ASSIGNMENT
Looking through the listing, how many of its lines hold the word "useHotspot"? Answer with only the number.

INPUT
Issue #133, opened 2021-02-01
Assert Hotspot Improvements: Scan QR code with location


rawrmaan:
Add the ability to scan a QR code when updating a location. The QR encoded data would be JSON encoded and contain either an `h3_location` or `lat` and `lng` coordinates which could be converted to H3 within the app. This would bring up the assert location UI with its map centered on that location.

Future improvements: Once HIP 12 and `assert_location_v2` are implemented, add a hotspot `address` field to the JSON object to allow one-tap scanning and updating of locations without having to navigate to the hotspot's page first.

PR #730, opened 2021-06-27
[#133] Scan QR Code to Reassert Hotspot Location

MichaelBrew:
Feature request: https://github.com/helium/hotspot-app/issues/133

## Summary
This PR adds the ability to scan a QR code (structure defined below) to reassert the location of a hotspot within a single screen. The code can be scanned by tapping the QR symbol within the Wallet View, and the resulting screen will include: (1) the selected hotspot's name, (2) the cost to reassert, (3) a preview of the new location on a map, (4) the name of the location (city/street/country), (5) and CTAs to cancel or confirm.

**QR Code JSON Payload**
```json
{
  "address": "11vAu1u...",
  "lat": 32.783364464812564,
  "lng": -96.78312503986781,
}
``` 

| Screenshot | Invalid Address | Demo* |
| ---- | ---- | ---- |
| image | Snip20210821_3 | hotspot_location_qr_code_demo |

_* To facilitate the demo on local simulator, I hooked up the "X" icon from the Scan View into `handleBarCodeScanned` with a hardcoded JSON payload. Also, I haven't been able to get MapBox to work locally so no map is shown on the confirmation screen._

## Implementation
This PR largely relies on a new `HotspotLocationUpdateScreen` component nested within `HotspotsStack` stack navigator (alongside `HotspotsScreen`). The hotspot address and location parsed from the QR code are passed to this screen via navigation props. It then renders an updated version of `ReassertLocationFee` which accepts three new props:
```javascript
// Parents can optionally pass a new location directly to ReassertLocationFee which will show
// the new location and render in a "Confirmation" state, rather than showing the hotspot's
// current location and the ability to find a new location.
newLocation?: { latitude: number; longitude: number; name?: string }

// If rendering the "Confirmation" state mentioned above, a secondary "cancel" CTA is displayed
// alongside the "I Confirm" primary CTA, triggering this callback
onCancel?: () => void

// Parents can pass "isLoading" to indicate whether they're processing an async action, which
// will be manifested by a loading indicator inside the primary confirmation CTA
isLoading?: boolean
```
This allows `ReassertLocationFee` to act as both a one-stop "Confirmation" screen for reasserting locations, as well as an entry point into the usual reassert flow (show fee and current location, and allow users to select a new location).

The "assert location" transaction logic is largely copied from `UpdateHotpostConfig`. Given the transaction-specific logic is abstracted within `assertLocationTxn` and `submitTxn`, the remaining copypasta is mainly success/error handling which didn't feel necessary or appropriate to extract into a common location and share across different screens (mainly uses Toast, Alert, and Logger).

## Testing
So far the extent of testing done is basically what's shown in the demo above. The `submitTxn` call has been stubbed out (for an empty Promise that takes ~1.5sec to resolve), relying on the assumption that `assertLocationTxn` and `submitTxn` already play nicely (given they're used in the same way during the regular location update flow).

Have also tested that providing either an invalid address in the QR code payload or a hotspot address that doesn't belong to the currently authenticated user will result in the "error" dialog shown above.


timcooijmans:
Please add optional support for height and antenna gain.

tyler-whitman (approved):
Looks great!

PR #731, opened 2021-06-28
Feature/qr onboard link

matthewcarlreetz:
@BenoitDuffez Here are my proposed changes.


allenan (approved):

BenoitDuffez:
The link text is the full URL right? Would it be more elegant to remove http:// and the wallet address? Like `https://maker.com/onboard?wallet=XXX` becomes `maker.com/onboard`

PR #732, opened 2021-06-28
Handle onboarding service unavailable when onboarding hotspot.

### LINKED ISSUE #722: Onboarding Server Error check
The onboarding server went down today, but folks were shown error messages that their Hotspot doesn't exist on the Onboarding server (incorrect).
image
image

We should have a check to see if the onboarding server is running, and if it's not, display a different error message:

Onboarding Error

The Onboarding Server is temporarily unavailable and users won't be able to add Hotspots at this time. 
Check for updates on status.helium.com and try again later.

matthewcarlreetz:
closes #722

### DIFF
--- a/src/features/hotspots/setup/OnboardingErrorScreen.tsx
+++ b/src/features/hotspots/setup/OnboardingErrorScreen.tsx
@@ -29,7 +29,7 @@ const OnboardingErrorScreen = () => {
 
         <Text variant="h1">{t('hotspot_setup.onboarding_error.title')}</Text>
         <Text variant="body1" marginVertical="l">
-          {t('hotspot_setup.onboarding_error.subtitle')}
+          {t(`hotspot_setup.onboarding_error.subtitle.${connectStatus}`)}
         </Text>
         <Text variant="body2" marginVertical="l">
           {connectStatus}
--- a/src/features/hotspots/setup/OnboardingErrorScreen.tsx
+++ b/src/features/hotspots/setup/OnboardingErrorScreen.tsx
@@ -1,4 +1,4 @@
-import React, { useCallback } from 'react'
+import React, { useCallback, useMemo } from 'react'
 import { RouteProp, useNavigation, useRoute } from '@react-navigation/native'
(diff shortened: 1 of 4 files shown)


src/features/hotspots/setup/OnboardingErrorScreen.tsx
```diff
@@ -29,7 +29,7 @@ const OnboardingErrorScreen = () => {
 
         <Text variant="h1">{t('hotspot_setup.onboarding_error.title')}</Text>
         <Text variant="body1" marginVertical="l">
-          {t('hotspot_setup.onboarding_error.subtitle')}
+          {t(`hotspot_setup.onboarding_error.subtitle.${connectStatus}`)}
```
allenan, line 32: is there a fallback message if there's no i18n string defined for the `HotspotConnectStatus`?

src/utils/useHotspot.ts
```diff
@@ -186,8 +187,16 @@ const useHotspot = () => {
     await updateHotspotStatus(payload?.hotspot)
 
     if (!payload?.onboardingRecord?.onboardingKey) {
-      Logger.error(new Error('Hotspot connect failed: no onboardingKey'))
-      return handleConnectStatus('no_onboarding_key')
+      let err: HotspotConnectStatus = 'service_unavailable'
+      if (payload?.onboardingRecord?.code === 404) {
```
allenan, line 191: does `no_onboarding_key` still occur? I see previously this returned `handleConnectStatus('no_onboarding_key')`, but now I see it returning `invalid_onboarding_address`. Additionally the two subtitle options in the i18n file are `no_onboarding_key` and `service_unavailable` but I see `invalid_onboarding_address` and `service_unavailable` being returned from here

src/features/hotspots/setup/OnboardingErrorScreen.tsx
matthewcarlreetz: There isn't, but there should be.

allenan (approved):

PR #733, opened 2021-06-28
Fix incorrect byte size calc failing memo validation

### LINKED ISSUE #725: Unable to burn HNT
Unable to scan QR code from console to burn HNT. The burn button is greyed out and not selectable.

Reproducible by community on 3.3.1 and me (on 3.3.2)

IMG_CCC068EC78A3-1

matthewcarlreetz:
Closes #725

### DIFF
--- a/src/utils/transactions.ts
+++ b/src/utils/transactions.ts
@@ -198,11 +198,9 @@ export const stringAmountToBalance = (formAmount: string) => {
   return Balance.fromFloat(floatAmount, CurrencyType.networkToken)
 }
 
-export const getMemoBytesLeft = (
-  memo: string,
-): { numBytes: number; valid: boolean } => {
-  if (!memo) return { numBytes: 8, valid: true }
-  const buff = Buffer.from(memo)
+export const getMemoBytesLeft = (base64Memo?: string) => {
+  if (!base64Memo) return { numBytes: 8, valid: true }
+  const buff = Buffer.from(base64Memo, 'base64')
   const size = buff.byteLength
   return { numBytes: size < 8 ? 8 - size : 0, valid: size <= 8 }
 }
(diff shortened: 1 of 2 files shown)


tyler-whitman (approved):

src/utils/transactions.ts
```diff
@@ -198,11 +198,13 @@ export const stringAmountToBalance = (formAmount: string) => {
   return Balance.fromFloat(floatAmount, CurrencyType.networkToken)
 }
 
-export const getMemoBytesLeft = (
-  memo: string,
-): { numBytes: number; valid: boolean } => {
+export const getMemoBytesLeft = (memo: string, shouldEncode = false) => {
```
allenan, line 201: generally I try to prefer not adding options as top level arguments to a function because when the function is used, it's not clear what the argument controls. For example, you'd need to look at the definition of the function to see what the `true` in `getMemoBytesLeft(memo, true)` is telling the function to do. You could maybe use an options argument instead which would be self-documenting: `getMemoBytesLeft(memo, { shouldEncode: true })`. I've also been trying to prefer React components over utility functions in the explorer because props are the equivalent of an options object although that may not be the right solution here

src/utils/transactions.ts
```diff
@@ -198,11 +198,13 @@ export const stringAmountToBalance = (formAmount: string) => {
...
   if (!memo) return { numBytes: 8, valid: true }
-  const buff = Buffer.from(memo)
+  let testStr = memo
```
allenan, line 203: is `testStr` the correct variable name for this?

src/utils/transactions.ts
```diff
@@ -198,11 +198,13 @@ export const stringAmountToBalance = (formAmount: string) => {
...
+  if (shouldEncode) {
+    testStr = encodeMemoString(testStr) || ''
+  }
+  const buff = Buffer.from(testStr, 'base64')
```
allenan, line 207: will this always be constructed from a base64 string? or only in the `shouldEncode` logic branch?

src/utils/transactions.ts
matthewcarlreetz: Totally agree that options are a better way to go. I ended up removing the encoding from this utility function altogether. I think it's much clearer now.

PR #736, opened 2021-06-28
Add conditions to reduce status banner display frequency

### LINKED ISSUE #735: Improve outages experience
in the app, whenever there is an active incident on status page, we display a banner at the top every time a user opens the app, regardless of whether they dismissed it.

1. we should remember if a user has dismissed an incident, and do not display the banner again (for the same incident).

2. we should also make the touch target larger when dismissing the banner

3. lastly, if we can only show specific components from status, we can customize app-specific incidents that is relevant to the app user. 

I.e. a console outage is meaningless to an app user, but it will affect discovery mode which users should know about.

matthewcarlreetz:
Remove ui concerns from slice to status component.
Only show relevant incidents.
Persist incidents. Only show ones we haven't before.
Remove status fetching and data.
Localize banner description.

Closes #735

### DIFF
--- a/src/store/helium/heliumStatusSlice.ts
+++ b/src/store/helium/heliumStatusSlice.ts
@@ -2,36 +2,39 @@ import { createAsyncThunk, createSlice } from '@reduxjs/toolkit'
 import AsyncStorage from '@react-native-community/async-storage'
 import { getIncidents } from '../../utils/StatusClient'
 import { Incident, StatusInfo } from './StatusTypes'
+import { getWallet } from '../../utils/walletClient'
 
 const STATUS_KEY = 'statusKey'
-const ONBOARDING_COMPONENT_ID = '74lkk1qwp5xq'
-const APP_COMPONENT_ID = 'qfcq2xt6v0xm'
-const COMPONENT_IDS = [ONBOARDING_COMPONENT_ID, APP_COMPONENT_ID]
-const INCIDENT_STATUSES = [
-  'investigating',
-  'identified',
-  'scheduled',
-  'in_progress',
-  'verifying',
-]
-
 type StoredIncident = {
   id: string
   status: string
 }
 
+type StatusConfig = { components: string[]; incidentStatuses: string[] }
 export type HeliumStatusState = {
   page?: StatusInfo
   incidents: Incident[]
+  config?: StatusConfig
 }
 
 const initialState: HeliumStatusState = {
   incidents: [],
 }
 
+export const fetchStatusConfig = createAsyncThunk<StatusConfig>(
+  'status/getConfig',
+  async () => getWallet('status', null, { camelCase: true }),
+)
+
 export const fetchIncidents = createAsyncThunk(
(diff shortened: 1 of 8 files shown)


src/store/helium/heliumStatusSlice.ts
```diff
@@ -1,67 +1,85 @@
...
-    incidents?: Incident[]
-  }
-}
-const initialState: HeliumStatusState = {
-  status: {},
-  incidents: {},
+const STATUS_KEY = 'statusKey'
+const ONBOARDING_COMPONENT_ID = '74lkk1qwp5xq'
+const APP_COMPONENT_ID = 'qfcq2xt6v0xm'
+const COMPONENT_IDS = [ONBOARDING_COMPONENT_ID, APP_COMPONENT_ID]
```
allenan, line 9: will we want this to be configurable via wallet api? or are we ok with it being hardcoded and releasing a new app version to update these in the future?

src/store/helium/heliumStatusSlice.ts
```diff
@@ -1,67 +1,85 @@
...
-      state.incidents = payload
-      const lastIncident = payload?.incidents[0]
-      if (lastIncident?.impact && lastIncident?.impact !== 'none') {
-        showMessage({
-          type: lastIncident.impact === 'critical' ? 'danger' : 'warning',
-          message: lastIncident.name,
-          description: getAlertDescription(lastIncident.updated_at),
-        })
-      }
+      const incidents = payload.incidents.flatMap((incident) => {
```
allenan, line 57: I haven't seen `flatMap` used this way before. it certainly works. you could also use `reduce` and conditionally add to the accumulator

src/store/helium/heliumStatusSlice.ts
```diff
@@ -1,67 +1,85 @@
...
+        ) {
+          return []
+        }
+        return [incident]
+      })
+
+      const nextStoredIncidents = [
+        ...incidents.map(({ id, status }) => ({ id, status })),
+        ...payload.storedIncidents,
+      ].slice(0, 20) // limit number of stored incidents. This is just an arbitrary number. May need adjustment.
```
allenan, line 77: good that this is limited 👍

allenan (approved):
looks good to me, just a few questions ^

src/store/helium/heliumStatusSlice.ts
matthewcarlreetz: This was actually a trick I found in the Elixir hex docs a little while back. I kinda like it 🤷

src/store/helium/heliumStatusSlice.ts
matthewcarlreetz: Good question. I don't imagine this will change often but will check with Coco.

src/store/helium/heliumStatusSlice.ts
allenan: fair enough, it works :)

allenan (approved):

* * *

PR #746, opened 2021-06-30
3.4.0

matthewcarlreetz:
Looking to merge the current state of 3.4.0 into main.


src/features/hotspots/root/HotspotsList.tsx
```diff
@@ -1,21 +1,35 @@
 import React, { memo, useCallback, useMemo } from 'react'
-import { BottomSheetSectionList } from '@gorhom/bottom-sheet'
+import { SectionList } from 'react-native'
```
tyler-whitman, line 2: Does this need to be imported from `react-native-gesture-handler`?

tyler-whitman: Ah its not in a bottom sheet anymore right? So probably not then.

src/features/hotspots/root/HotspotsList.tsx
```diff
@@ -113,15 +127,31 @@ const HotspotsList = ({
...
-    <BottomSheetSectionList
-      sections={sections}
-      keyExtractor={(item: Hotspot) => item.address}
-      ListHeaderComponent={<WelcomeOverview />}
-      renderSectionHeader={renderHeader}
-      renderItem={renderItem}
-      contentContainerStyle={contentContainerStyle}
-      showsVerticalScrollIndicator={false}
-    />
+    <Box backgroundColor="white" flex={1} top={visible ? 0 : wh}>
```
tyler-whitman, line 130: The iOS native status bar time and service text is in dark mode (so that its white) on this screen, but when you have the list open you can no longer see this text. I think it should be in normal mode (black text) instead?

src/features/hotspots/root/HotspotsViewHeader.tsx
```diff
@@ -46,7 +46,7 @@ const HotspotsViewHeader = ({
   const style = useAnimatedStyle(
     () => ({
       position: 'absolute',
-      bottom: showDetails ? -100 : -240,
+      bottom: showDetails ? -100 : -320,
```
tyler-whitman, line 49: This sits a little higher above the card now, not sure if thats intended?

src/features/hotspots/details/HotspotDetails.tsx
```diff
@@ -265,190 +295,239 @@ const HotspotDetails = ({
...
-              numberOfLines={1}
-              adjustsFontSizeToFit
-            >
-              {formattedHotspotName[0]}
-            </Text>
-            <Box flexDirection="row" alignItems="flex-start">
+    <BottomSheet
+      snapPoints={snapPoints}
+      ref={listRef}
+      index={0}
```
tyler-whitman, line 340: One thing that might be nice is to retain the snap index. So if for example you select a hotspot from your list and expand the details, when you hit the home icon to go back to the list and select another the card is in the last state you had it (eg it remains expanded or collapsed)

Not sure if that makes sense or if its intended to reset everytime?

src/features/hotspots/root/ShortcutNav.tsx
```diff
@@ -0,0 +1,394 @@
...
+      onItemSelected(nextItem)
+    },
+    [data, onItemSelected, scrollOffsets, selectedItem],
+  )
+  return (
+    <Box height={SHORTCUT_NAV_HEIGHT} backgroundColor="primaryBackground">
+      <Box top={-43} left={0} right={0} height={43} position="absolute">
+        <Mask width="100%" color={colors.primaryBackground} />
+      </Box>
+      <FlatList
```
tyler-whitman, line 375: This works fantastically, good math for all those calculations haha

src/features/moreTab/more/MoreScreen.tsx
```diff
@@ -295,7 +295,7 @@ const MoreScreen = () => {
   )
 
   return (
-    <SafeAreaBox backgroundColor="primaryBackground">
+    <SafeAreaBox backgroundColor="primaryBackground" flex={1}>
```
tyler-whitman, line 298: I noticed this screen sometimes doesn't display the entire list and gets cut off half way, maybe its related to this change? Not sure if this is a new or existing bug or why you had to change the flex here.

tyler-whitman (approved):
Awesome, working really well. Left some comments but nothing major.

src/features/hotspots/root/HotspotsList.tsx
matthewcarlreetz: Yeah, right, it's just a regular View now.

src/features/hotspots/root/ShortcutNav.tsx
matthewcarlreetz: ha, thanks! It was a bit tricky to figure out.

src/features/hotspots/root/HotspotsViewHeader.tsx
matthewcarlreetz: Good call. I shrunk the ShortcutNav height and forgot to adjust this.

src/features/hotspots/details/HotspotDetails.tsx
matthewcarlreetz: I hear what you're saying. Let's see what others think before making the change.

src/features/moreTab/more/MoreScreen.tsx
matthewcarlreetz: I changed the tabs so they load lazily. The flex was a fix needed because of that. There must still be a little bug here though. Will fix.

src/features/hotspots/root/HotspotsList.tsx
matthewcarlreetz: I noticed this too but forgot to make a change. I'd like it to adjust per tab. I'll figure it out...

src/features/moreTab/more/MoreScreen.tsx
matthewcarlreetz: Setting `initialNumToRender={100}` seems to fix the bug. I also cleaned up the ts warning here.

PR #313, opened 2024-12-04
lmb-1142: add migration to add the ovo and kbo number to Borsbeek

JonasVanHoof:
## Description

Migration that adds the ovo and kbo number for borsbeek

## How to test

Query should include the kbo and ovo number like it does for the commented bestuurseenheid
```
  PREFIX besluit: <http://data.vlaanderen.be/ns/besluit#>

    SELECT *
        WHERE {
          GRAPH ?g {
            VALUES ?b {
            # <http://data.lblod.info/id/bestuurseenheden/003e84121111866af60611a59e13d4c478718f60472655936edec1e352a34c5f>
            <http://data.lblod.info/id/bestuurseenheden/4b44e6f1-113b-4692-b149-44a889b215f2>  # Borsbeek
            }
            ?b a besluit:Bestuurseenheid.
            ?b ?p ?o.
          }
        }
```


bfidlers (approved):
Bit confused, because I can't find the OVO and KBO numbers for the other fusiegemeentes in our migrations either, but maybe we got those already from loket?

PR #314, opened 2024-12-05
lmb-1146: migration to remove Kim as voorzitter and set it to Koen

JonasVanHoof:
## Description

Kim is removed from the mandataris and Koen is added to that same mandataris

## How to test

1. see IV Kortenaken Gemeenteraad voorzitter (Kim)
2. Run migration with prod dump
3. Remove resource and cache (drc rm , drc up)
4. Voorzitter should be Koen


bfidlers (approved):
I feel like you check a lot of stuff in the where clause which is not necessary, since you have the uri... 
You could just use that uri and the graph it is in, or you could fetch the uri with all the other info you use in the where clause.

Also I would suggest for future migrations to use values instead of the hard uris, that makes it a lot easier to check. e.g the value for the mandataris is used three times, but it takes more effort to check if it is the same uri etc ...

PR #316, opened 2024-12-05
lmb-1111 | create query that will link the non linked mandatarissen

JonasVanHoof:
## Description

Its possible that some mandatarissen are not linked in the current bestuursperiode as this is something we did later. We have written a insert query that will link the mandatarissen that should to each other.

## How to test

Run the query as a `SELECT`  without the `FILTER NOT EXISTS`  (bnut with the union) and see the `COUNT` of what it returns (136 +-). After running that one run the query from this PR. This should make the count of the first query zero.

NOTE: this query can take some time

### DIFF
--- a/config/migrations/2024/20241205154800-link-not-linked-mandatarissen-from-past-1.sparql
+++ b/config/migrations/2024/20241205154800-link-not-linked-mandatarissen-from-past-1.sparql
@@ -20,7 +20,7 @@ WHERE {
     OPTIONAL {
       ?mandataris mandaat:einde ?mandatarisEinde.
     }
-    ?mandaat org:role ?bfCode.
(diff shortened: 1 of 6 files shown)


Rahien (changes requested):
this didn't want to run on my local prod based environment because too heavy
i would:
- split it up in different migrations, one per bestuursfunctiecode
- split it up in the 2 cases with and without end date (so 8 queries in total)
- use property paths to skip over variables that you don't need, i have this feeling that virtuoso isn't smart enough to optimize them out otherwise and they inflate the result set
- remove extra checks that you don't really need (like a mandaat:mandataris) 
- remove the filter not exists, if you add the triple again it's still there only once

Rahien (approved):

FINISHED TASK
2